なんとなくそんな事を考えながら近づいていく。あちらからも、失礼にならない程度に観察されている感じがする。装備だけでなく、節度を守りつつでも油断のないところに、さすが高級宿の質を感じる。
私は黙って前を通り過ぎる。目指すところは、冒険者パーティの『銀月』さんだし、とりあえずのところはエントランスの向こうにある受付だ。
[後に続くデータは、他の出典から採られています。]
Issue #4408, opened 2026-09-02
Document Annotations


AntoineThebaud:
The graph annotations have been implemented in the last release but we are lacking doc related to this feature, namely:
- mention the new plugin kind in the [Concept doc](https://perses.dev/perses/docs/concepts/plugin/).
- mention the new annotation plugin among the [prometheus plugins](https://perses.dev/plugins/docs/prometheus/)

PR #4427, opened 2026-09-08
[DOC] Document the Annotation plugin kind

7487:
# Description

`Annotation` has been a first-class plugin kind (`plugin.KindAnnotation`) since the annotation support released in #4040, and `percli plugin generate` already accepts it, but the documentation never mentions it.

- `docs/concepts/plugin.md`: add `Annotation` to the object types available as plugins, plus the matching capability bullet.
- `docs/plugins/creation.md`: add `Annotation` to the plugin types and to the `--plugin.type` values, and describe the layout of an annotation plugin (`schemas/annotations/<plugin-name>` and `src/annotations/<plugin-name>`), matching `internal/cli/cmd/plugin/generate/templates/annotations`.

This covers the first bullet of the issue. The second one (listing the annotation plugin among the Prometheus plugins) belongs to `perses/plugins`, so it is handled in perses/plugins#804.

Unrelated to this change, but noticed while editing that line: the `--plugin.type` list also advertises `TraceQuery`, `ProfileQuery` and `LogQuery`, which are not part of `availablePluginTypes` in `internal/cli/cmd/plugin/generate/generate.go` and are therefore rejected by `Validate()`. I left them untouched here — happy to remove them in a follow-up if the doc is the side that is wrong.

Part of #4408

# Checklist

🤖 Generated with [Claude Code](https://claude.com/claude-code)

### DIFF
--- a/docs/concepts/plugin.md
+++ b/docs/concepts/plugin.md
@@ -6,6 +6,7 @@ In Perses, the following object types are available as plugins:
 - [Datasource](./datasource.md)
 - Query
 - [Variable](./variable.md)
+- Annotation
 - Explorer
 
 The goal with this is to eventually empower users to seamlessly enhance Perses' native capabilities through custom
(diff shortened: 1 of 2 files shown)


AntoineThebaud (approved):
Thanks!

PR #4432, opened 2026-09-09
[FEATURE] add configurable refresh interval

### LINKED ISSUE #4385: Refresh interval picker should be configurable
## Descriptions
As mentioned by our users, the available `refresh interval` list is limited to very low range numbers which may not be appropriate for some cases. Investigating the code based, it turned out that the corresponding control is fed by a list of limited `Duration Strings` 

> plugin-system\src\components\TimeRangeControls\TimeRangeControls.tsx 

```TypeScript

export const DEFAULT_REFRESH_INTERVAL_OPTIONS: TimeOption[] = [
  { value: { pastDuration: '0s' }, display: 'Off' },
  { value: { pastDuration: '5s' }, display: '5s' },
  { value: { pastDuration: '10s' }, display: '10s' },
  { value: { pastDuration: '15s' }, display: '15s' },
  { value: { pastDuration: '30s' }, display: '30s' },
  { value: { pastDuration: '60s' }, display: '1m' },
];

          <RefreshIntervalPicker
            timeOptions={DEFAULT_REFRESH_INTERVAL_OPTIONS}
            value={
              DEFAULT_REFRESH_INTERVAL_OPTIONS.some((i) => i.value.pastDuration === refreshInterval)
                ? refreshInterval
                : DEFAULT_REFRESH_INTERVAL_OPTIONS.find((i) => i.display === refreshInterval)?.value.pastDuration
            }
            onChange={handleRefreshIntervalChange}
            height={height}
          />
```

## Proposal
The list of `Duration Strings` should be configurable. The current behavior could be used as a fallback mechanism.

shahrokni:
Closes https://github.com/perses/perses/issues/4385

# Description

This feature adds `configurable refresh interval` by which the users could add their desired auto refresh intervals. 

# How to test 🧪 

You need to provide the proper (desired )config
For example, 

```yaml
frontend:
  enable_keyboard_shortcuts: true
  explorer:
    enable: true
  auto_refresh:
    disable: false
    options: 
    - "8s"
    - "16s"
```

To assure your config is picked you can add a simple console.log in `Config.tsx`
```javaScript
console.log('auto refresher options', data?.frontend.auto_refresh?.options);
```
image

The following screenshot depicts an `8 seconds` interval

image

Now You can also save the changes

image

If the config is not provided, the fallback mechanism returns the default list.
⚠️ I just added 63s for demonstration, and removed after my test

image

# Old Bug 🐛 

Please note that there is an old bug which is not relevant to this change and should be addressed separately. The following screenshot has been provided from the `demo.perses.dev`
Scenario: Set a refresh interval from URL which does not exist in the list. Consequently, the list select item would be empty

image

# Checklist

## UI Changes


docs/configuration/configuration.md
```diff
@@ -852,6 +852,8 @@ disable_zoom:  <bool> | default = false # Optional
 ```yaml
 # Allow you to disable dashboard auto-refresh (refresh interval picker hidden; refreshInterval and ?refresh= ignored)
 disable:  <bool> | default = false # Optional
+# Use duration format. The display will be computed automatically. Eg: "10s: will be display "5 seconds"
```
adrianSepiol: wouldn't 10s be "10 seconds"?

adrianSepiol (approved):

ui/app/src/context/Config.tsx
```diff
@@ -37,11 +38,23 @@ export function ConfigContextProvider(props: { children: React.ReactNode }): Rea
...
   );
 
+  const autoRefreshOptions = useMemo((): TimeOption[] | undefined => {
+    return data?.frontend.auto_refresh?.options?.map((option: DurationString) => {
+      const timeOption = buildRelativeTimeOption(option);
+      /**
+       * `Last` does not make sense for refresh interval. It should be either `Every` or string.empty
+       * TODO: .replace should be removed when the buildRelativeTimeOption is fixed in the shared package (In progress)
+       */
+      return { ...timeOption, display: timeOption.display.replace('Last', '') };
```
adrianSepiol: shouldn't it be 'Last ' so we get rid of space at the beginning as well?

adrianSepiol (approved):

ibakshay (approved):

pkg/model/api/config/frontend.go
```diff
@@ -75,7 +75,8 @@ type TimeRange struct {
 }
 
 type AutoRefresh struct {
-	Disable bool `json:"disable,omitempty" yaml:"disable,omitempty"`
+	Disable bool                    `json:"disable,omitempty" yaml:"disable,omitempty"`
+	Options []common.DurationString `json:"options,omitempty" yaml:"options,omitempty"`
```
celian-garcia, line 88: Isn't there some default computation missing there?

ui/app/src/context/Config.tsx
```diff
@@ -37,11 +38,23 @@ export function ConfigContextProvider(props: { children: React.ReactNode }): Rea
...
   );
 
+  const autoRefreshOptions = useMemo((): TimeOption[] | undefined => {
+    return data?.frontend.auto_refresh?.options?.map((option: DurationString) => {
+      const timeOption = buildRelativeTimeOption(option);
+      /**
+       * `Last` does not make sense for refresh interval. It should be either `Every` or string.empty
+       * TODO: .replace should be removed when the buildRelativeTimeOption is fixed in the shared package (In progress)
+       */
+      return { ...timeOption, display: timeOption.display.replace('Last ', '') };
```
celian-garcia, line 54: Can't you wait for shared fixed before? What is the PR corresponding ?

docs/configuration/configuration.md
```diff
@@ -852,6 +852,8 @@ disable_zoom:  <bool> | default = false # Optional
 ```yaml
 # Allow you to disable dashboard auto-refresh (refresh interval picker hidden; refreshInterval and ?refresh= ignored)
 disable:  <bool> | default = false # Optional
+# Use duration format. The display will be computed automatically. Eg: "5s: will be display "5 seconds"
+options: <duration[]> | default = [ "0s", "5s", "10s", "15s", "30s", "60s" ]
```
Nexucis, line 856: If you want to have a default value here, the backend needs to provide it.

For that the `AutoRefresh` struct needs to implement the function `Verify() error` where you can set a default value if none has been provided by the config

It will be nice to explain that the `0` value means it is `off`

ui/app/src/context/Config.tsx
shahrokni: No, let's not wait, a small .replace would not do any harm.

ui/app/src/context/Config.tsx
Nexucis, line 64: I don't get why this is part of the TimeRangeSettingProvider since it's not about the timeRange selector at all

Nexucis: I get it it is because it is currently implemented like that, but I don't think it makes sense this is mixed actually

shahrokni: As you said it has been like this. I propose to keep a separate change for the improvement.

ui/app/src/context/Config.tsx
```diff
@@ -37,11 +38,23 @@ export function ConfigContextProvider(props: { children: React.ReactNode }): Rea
...
   );
+
   const timeRangeOptions = useMemo(
     () => data?.frontend.time_range?.options?.map((option: DurationString) => buildRelativeTimeOption(option)),
     [data?.frontend.time_range?.options],
   );
 
+  const autoRefreshOptions = useMemo((): TimeOption[] | undefined => {
+    return data?.frontend.auto_refresh?.options?.map((option: DurationString) => {
+      const timeOption = buildRelativeTimeOption(option);
```
celian-garcia, line 49: Makes me think, how do you handle the Off option ? 

Image

Nexucis: it's the 0 value that means "off".

ui/app/src/context/Config.tsx
```diff
@@ -37,11 +38,23 @@ export function ConfigContextProvider(props: { children: React.ReactNode }): Rea
...
+      /**
+       * `Last` does not make sense for refresh interval. It should be either `Every` or string.empty
+       * TODO: .replace should be removed when the buildRelativeTimeOption is fixed in the shared package (In progress)
+       */
+      return { ...timeOption, display: timeOption.display.replace('Last ', '') };
+    });
+  }, [data?.frontend.auto_refresh?.options]);
```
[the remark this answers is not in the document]
Nexucis: seems legit indeed. Probably not the best elegant way to achieve it, but the issue at least seems legit

pkg/model/api/config/frontend.go
```diff
@@ -166,7 +183,7 @@ type Frontend struct {
 	// TimeRange contains the time range configuration for the dropdown
 	TimeRange *TimeRange `json:"time_range,omitempty" yaml:"time_range,omitempty"`
 	// AutoRefresh contains the auto-refresh configuration for dashboards
-	AutoRefresh *AutoRefresh `json:"auto_refresh,omitempty" yaml:"auto_refresh,omitempty"`
+	AutoRefresh AutoRefresh `json:"auto_refresh,omitzero" yaml:"auto_refresh,omitempty"`
```
celian-garcia: Ok for the remove of the pointer, to make sure your verify is called I guess.

But do you need this omitzero ? what does it mean already ? 
We mostly have yaml tag used for the configs not really json tags. I'd prefer to keep it aligned

celian-garcia (changes requested):

celian-garcia (approved):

門をくぐるときに、まず感じる違和感。騎士団拠点と同じように、敷地内に何らかの魔法がかけられている証だ。
敷地の中に入ったら、まず広い庭が広がる。整備された季節の花咲く花壇と、それが映える緑の植え込みが美しい。その中央を通る石畳の通路を抜け、その先にあるエントランスから建物内へ。
そこには、3階層分の吹き抜けとなった空間がひらけ、少し奥側に寄せて設けられた仕切りの向こうはだいぶ洒落た食堂だ。中央では、2階層程度の高さに置かれたいくつかの魔石から1階に設けられた泉へと、滔々と水が流れ落ちている。
「いらっしゃいませ。どのようなご用事でしょうか?」
受付に行くと、制服を着た男性から、丁寧な仕草で確認される。
「グラントさんとジャックさんにお誘いいただいて、『銀月』さんをお尋ねしました」
「失礼ですが、お名前をお伺いしてもよろしいでしょうか?」
「レンガ=アイセと申します」
「承知いたしました。それでは確認をいたしますので、少々お待ち下さい」
受付の男性が奥に入ろうとしたときだった。
奥に入ろうとした受付の男性に、声がかけられた。
「その必要は、ないわ」
艶のある女性の声だ。
声の方を見ると、緑のショートヘアになかなか露出の高いローブを着た女性が立っていた。かなりメリハリの効いた体つきをしているのがよくわかる。そして、左腕に銀の腕輪。『銀月』のメンバーで間違いないだろう。
「貴女がレンガさんね。私は『銀月』の魔術師、セーラ。訪ねてくれて嬉しいわ」
ニッコリと自己紹介を受けたあと、セーラさんは受付の男性の方に向き直って言う。
「すいません、打ち合わせ用の小部屋をお借りできますか? あと、飲み物とお菓子も一緒に」
『ドーメル』クラスの宿となれば、商談などで使う防音魔法などが施された小部屋がいくつか用意されている。
しかし、使用するにはそれなりの金額が必要なはずだ。ありていに言えば、安くない。
だけど、
「ん? 貴女のためなら、このくらいの投資は安いものよ?」
セーラさんは流し目で微笑みながらそう言うと、さあさあと私の手を引きながら、男性の案内に続いて小部屋まで移動する。